Even more astonishing, however, is the discovery that the bats actually line up to drink, rather than simply diving in from every direction. The chaos of bats zipping and milling a few feet above the water is completely at odds with what is happening at the surface. Working with Dr. James Simmons of Brown University, we used a thermal-imaging camera to record this amazing behavior at the smallest, most active pools.
All bats that approached for a drink did so singly. Each one came in from a specific direction and followed a drinking pathway – not unlike a landing strip at an airport. Further, the film revealed that bats entering the 'drinking queue' did so by making a wide turn away from other bats above the pool, then circling into the precise approach path. We observed multiple bats entering the drinking path one after the other and following one another across the water's surface in a single-line approach.
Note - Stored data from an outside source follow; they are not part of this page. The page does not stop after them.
PR #337, opened 2022-07-17
update cmake

maitbot:
Some minor refactoring of Codec2 build to better use CMake
features to improve readability ans maintainability.

About this update cmake patch to codec2:

- Follow the convention of cmake_minimum_required() being the first CMake command.
  (Moved CMAKE_OSX_DEPLOYMENT_TARGET definition down next to another OSX setting.)

- Update cmake_minimum_required to 3.13.
  (Since that is where POLICY CMP0079 is introduced. We want to follow NEW usage,
   so that seems best. The cmake_policy() handling can be removed.)

- Use (new since CMake 3.0) project() features.
  This is the best single-point definition of project version information.
  (This handles the CODEC2_VERSION* variables for us, so the other definitions
   can be removed.)

- Better DATE_RESULT setting.
  Using CMake's string(TIMESTAMP... function does this in 1 line rather than 5.
  Also, CMake honors the SOURCE_DATE_EPOCH environment variable needed to support
  reproducible builds.
  https://reproducible-builds.org/specs/source-date-epoch/

- Move the SOVERSION setting next to where it is used in the library target definition.
  (Moved from CMakeLists.txt to src/CMakeLists.txt)

- Handle math library via codec2 library target and executable target definitions.
  No need for CODEC2_REQUIRED_LIBRARIES everywhere.

- Pass along the lpcnet_freedv.h header as a codec2 library header if needed.
  (Any other lpcnet headers stay private.)

73 de aa4hs,
-Maitland

### DIFF
--- a/CMakeLists.txt
+++ b/CMakeLists.txt
@@ -51,7 +51,7 @@ if(EXISTS ${CMAKE_SOURCE_DIR}/.git)
     find_package(Git QUIET)
     if(Git_FOUND)
         execute_process(
-            COMMAND "${GIT_EXECUTABLE}" describe --always HEAD
+            COMMAND "${GIT_EXECUTABLE}" git rev-parse --short HEAD
             WORKING_DIRECTORY "${CMAKE_SOURCE_DIR}"
             RESULT_VARIABLE res
             OUTPUT_VARIABLE FREEDV_HASH
--- a/CMakeLists.txt
+++ b/CMakeLists.txt
@@ -5,19 +5,13 @@
 # Please report questions, comments, problems, or patches to the freetel
 # mailing list: https://lists.sourceforge.net/lists/listinfo/freetel-codec2
 #
-set(CMAKE_OSX_DEPLOYMENT_TARGET "10.9" CACHE STRING "Minimum OS X deployment version")
-
-project(codec2)
-
-cmake_minimum_required(VERSION 3.0)
-
-# Set policies here, probably should move to cmake dir.
-if(POLICY CMP0075)
-    cmake_policy(SET CMP0075 NEW)
-endif()
-if(POLICY CMP0079)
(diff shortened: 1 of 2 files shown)


kantooon:
Thanks Maitland for doing this. I have a question for you if you don't mind: do you intend to backport this Codec2 version for usage in gnuradio 3.8 on Bullseye or will it be exclusively gr 3.10?
Adrian

drowe67:
Thanks @maitbot looks OK to me :slightly_smiling_face: 

 @hobbes1069 - do you have any comments?

hobbes1069:
Nothing jumps out at me as problematic. I think most of this was written during circa CMake 2.4ish so I'm sure a lot has changed. We should of course make sure it builds for all supported configurations.

CMakeLists.txt
```diff
@@ -65,6 +42,7 @@ endif()
 if(BUILD_OSX_UNIVERSAL)
 set(CMAKE_OSX_ARCHITECTURES "x86_64;arm64")
 endif(BUILD_OSX_UNIVERSAL)
+set(CMAKE_OSX_DEPLOYMENT_TARGET "10.9" CACHE STRING "Minimum OS X deployment version")
 
 #
 # Find the git hash if this is a working copy.
```
tmiw, line 48: We should probably use `git rev-parse --short` to get the commit hash. `git describe` gives me something like `v1.0.0-428-g160866fc` for current master.

However, we can do another PR for that particular change if preferred.

drowe67: @tmiw - would you like to try that change in this PR?  I'm happy to wait for you to try that...

tmiw: Done :)

drowe67: Thank you @tmiw :slightly_smiling_face:

PR #3686, opened 2015-09-08
Openstack volumes adding volume type management

Ladas:
Opensopestack_volumes_manage_volume_typetack volumes adding volume type management


geemus:
Thanks!

PR #3695, opened 2015-09-17
URL encoding fix for vCloud Director API

surminus:
This change does two things:

 - Changes the options passed into the request in `get_execute_query.rb` to a hash rather an array
 - Bugfixes an issue where our version of the vCloud Director API is not able to correctly parse an option we are requesting. More detail is within the commit.


geemus:
Thanks!

PR #3697, opened 2015-09-22
[openstack] Glance v2 API

dhague:
This is implemented in a similar style to Identity V3 - the core Fog::Image::OpenStack class is now just a wrapper which returns either a ImageV1 or ImageV2, choosing the latest version according to the OpenStack service catalog returned at authentication time.


geemus:
Thanks!

lib/fog/openstack/core.rb
```diff
@@ -572,6 +572,33 @@ def self.get_supported_version(supported_versions, uri, auth_token, connection_o
       version
     end
 
+    def self.get_supported_version_path(supported_versions, uri, auth_token, connection_options = {})
```
Ladas: this is awesome, could you put this code also for keystone v3?

I've hit an issue that keystone endpoint-list doesn't have to contain url for right version, so it's safer to discover it.

PR #3698, opened 2015-09-23
support DigitalOcean v2 compute API

bryanl:
This commit adds support for the DigitalOcean v2 API. It implements all the compute actions.


grossjo:
Thanks, I see the tests are failing.
I've started working on fixing some of them and adding to them.
I can start on my own fork, or if you want to give me access to your's I can commit directly to your branch.

bryanl:
@grossjo, I added you as a collaborator.

grossjo:
I have fixed all the existing tests and problems with the compute classes.
I'm going to start adding more tests.

athirn:
What's the next step to getting this approved?  Pretty important for Fog to support the DigitalOcean v2 API.  thanks

bryanl:
@athirn, @grossjo was adding tests. Then I guess it's up for an official review. Not sure who will do that.

grossjo:
I have commit rights to the fog project, so once the tests are finished, i'll give this a +1.
I've only been writing tests and fixing any anomalies that they find find, but i'm sure we can get one more person from fog to review it as well.

seanhandley:
I've given it a 20 minute read-through and it all looks sane and clean to me :+1: 

I have one question, though it's more about intended behaviour than code quality:

The server model exposes a public IP address attribute, but is only able to return an IPv4 address. Since Digital Ocean supports v6 (and we even have a server action to enable v6 addressing), wouldn't it make sense to return the v6 address if IPv6 has been enabled on the droplet?

grossjo:
We should probably expose explicit ipv6 and ipv4 public ip methods. I think the current implementation would be easiest for people to transition, base on the v1 code and other behaviour on projects in fog.

I'm not sure what fog's ideas are for  ipv6 support and how to expose this throughout the clouds it supports.

geemus:
Explicit methods sound good. We should probably not change the existing behavior though. So perhaps leaving that as is, but adding an alias to that for ipv4 to be more explicit (and then adding ipv6 methods alongside where available). I guess it might even be nice to add ipv6 methods where it isn't available to provide more concrete/explicit feedback (ie it just raises ipv6-unsupported or something).

bryanl:
@geemus and @grossjo, so what's the consensus. How should it be changed or augmented?

geemus:
My inclination would be:

1. Leave current stuff as-is
2. Add ipv4 related methods, which probably just call to existing stuff
3. Add ipv6 related methods that do the new thing
4. (someday/maybe) change the default and/or remove ipv4 stuff

seanhandley:
Given that the v1 API is due to be turned off in 6 weeks, I'm personally happy to see this merged now on the assumption that additional test coverage will be added later.

Even if that means a couple of potential issues; it's better to have support that mostly works, than no support at all.

Unless you guys have any reservations @grossjo @geemus, I think this should get merged.

grossjo:
I feel the same way. @geemus what are your thoughts?

geemus:
Sure, I think I agree. My concern just being that, if tests don't happen now, perhaps they won't happen at all (which would be unfortunate). Leaving it out in the mean time seems bad given current timeline though.

geemus:
@bryanl just missed you a couple times at Strange Loop. Hope things are going well.

geemus:
FYI due to ongoing work to drop 1.8.x and probably at least early 1.9.x series rubies, this will probably hang out in an RC for a bit before going to production. I will probably shoot for cutting a full-on-release in 2-3 weeks after I'm back from my honeymoon.

seanhandley:
Congrats @geemus - have a great time :wedding: :palm_tree: :sunny:

geemus:
Thanks!

PR #3701, opened 2015-09-25
fix linode kernel selection bug

b0ric:
I'm using knife-linode which depends on fog.
And it turned out that it doesn't pay attention to kernel ID provided. It instead just selects the first kernel from kernel list response.
This pull request is to fix the issue.


geemus:
Thanks!

Issue #3702, opened 2015-09-25
[openstack] bug retrieving list server actions


tunglam14:
I can't list actions of a server through `server_actions` method

```
Fog::Compute.new(arg).server_actions(server_id)
```

It return 404 errror.

I've digged in to the code and found it's calling to `/v2/tenant_id/servers/server_id/actions`  [at here](https://github.com/fog/fog/blob/master/lib/fog/openstack/requests/compute/server_actions.rb#L15). 
It's wrong, right? Because by the [Openstack API Documentation](http://developer.openstack.org/api-ref-compute-v2-ext.html#listActions), the API url is `/v2/​{tenant_id}​/servers/​{server_id}​/os-instance-actions`

Can you please take a look and confirm this.

Thanks

geemus:
@TerryHowe @Ladas could you guys advise? Thanks!

Ladas:
@tunglam14 seems what you are saying is correct, according to doc. The 'actions' is probably some historical API call, I found OpenStack wiki mentioning that.

tunglam14:
@Ladas Thanks, as PR was merged, i'm going to close this issue.

PR #3703, opened 2015-09-25
[openstack] List server actions fix

tunglam14:
By issue #3702 

Fix list server action endpoint, following the doc http://developer.openstack.org/api-ref-compute-v2-ext.html#listActions
Update Mock data


geemus:
@TerryHowe @Ladas or actually, maybe review this instead? Thanks!

Ladas:
@geemus looks good to me :+1: 

There is a weird inconsistency, that was there before, that request is loading body. It's not usually done in request. Might be worth of future refactoring. Not scope of the PR though :-)

geemus:
Thanks!

PR #3706, opened 2015-09-28
Limit 1.9.3 tests to use older Net::SSH

tokengeek:
Net::SSH 3.0 dropped support for Ruby 1.9.3 so older Rubies should
declare the dependency to avoid bundling problems.


plribeiro3000:
:+1:

PR #3707, opened 2015-09-29
Remove support for Ruby 1.9.3

tokengeek:
We had hoped to support Ruby 1.9.3 a bit longer even past its official
EOL but with our dependencies starting to drop support for 1.9 we end up
with several problems.

* Either we lock down our dependencies and block applications from using
  newer gems which is bad. We tried this with `nokogiri` for 1.8 and
  that prevented updates to Rails 4.0
* We could support 1.9 via the dependencies in a version dependent
  `Gemfile` but for each dependency that breaks support we have to push
  out changes to every fog repo with the new dependency.

Given the age and status of Ruby 1.9, we have decided to drop support
for Ruby 1.9.3 now along with 1.8 and 1.9.2.

If you are on an application that requires 1.9.3 and `fog` then you
should lock your dependencies to the `1.x` gems.


plribeiro3000:
:+1:

geemus:
Thanks!

PR #3709, opened 2015-09-30
Require fog-google versions compatible w/ > 1.9.3

icco:


plribeiro3000:
I wonder if we need to be pessimistic here. Maybe we could use `>=` and avoid future need to update the dependencies. This way the user can tweak the provider versions for its own need. What do you think?

icco:
That's fair, I'm totally down with that. I also fucked up that release by not adding the ruby version limiter. Will fix.

icco:
Fixed @plribeiro3000.

plribeiro3000:
Awesome. Thx for bearing with me @icco

geemus:
Thanks!

PR #154, opened 2019-05-28
UI – Adds loading state adjustment for project creation

jcontonio:
* Adjusts list loading state when creating project

**Note**: Had to add a check for `projectAssignment` in ProjectPermission component or it would error out with projectAssignment being undefined. Not sure if this is why you can create a project, go to that project, but the ProjectPermission component is still hiding the Settings link from you until you do a hard refresh.


jjidt (approved):
👍 This looks good, I guess it makes sense for that loading state to change on creation, we might need to do that elsewhere

The existing projectAssignment check used to be in there and I think got accidentally removed, nice catch

PR #158, opened 2019-05-29
UI – Admin User View

jcontonio:
* Adds user view, with route, so an admin can look up a user and see their info
* Mostly for the future when we have logs

This is branched from the #153


jcontonio:
This will need #153 merged in

jjidt (approved):
🥇

PR #159, opened 2019-05-29
user verification

jjidt:
- adds email verification when creating a user through through the users/ POST route
- returns token on initial password set route
- automatically logs in user using this token


jcontonio (approved):
👍 Works nicely

PR #160, opened 2019-05-29
user delete perms

jjidt:
-  also adds a validation enum for org role id updates on the user

### DIFF
--- a/api/src/constants/acceptableRoleIdUpdateValues.js
+++ b/api/src/constants/acceptableRoleIdUpdateValues.js
@@ -1,1 +1,3 @@
-export default Object.freeze([2, 3])
+import { ORGANIZATION_ROLE_IDS } from './roles'
+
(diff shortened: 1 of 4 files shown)


api/src/constants/acceptableRoleIdUpdateValues.js
```diff
@@ -0,0 +1 @@
+export default Object.freeze([2, 3])
```
dheniges: should use the organization role id constants

dheniges (dismissed):
Looks good, just one constant update.

Tested all the deletes and everything worked as expected

api/src/constants/acceptableRoleIdUpdateValues.js
jjidt: ah good call

dheniges (approved):
Re-approved

PR #161, opened 2019-05-30
UI – Project Users

jcontonio:
* Adds project users to project list
* Redesign of project list
* Fixes major project assignments loading bug


web/src/client/js/components/ProjectUsers/ProjectUsersCollapsedItem.js
```diff
@@ -0,0 +1,21 @@
...
+  }
+  return (
+    <li className="project-users__collapsed-item" style={itemStyle} title={user.name}>
+      {firstInitial}
+    </li>
+  )
+}
+
+ProjectUsersCollapsedItem.propTypes = {
+  color: PropTypes.string,
```
jjidt, line 17: since this isn't required, is the default color being set somewhere else?

jcontonio: It's being set in the CSS, though I'll add a default color here

jjidt (approved):
👍

PR #164, opened 2019-05-31
Cast string number field value to a number for API

dheniges:
- Title pretty much says it all
- Works with decimal points, does not respect significant digits


jjidt (approved):
👍

PR #165, opened 2019-06-03
UI – Admin user page w/ role and projects

jcontonio:
* Adds role switching to user detail page
* Adds project list to user detail page


jcontonio:
@jjidt passing to you for the permission updates

jjidt:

While filming in July, when the pups begin to fly, we watched this finely tuned drinking game suddenly break down as some bats caused near-collisions by trying to drink from the "wrong" direction. We can only suppose that these were inexperienced juveniles, perhaps making their first attempt at water-hole etiquette. When this occurred, the bat that was in the correct pathway would call out a distinctive, audible buzz at the wayward intruder. It appears that young bats need to learn the rules of the game from adults.
We have found that female bats apparently can determine the mineral content of drinking water and that they lead their young to pools with higher levels of dissolved calcium, perhaps to help with skeletal development (see "The Lure of Dirt," BATS, Winter 2006). Females benefit from these high-mineral pools because insects provide scant calcium and they typically end up calcium-deficient during their reproductive period. In some cases, we have radiotracked lactating females flying several miles to reach small, inconspicuous but calcium-rich pools hidden in the forest, bypassing more obvious water sources to reach them. We found no apparent relationship between male bats and these high-calcium drinking opportunities.
But while mineral content may play a role in which pools adult females and their young visit, the proximity of water to maternity roosts is the most critical aspect. We demonstrated this through an experiment in summer 2006. We marked 29 female fringed myotis (Myotis thysanodes) from a maternity colony by inserting a passive integrated transponder – a PIT tag – just beneath the skin of females that were either lactacting or nonreproductive. The tiny tags do not require batteries and can be read by a scanner to identify the individual.
We placed an antenna (the scanner) in a small pool near the roost site to record visitation patterns of bats of known reproductive status. The results were sobering. Lactating females drank at the pool 13 times more often (236 visits) than nonreproductive females (18 visits) over an 11-day period. Lactating females clearly have very high water requirements and having a water source near the maternity colony may be one of the criteria females use in choosing roost sites.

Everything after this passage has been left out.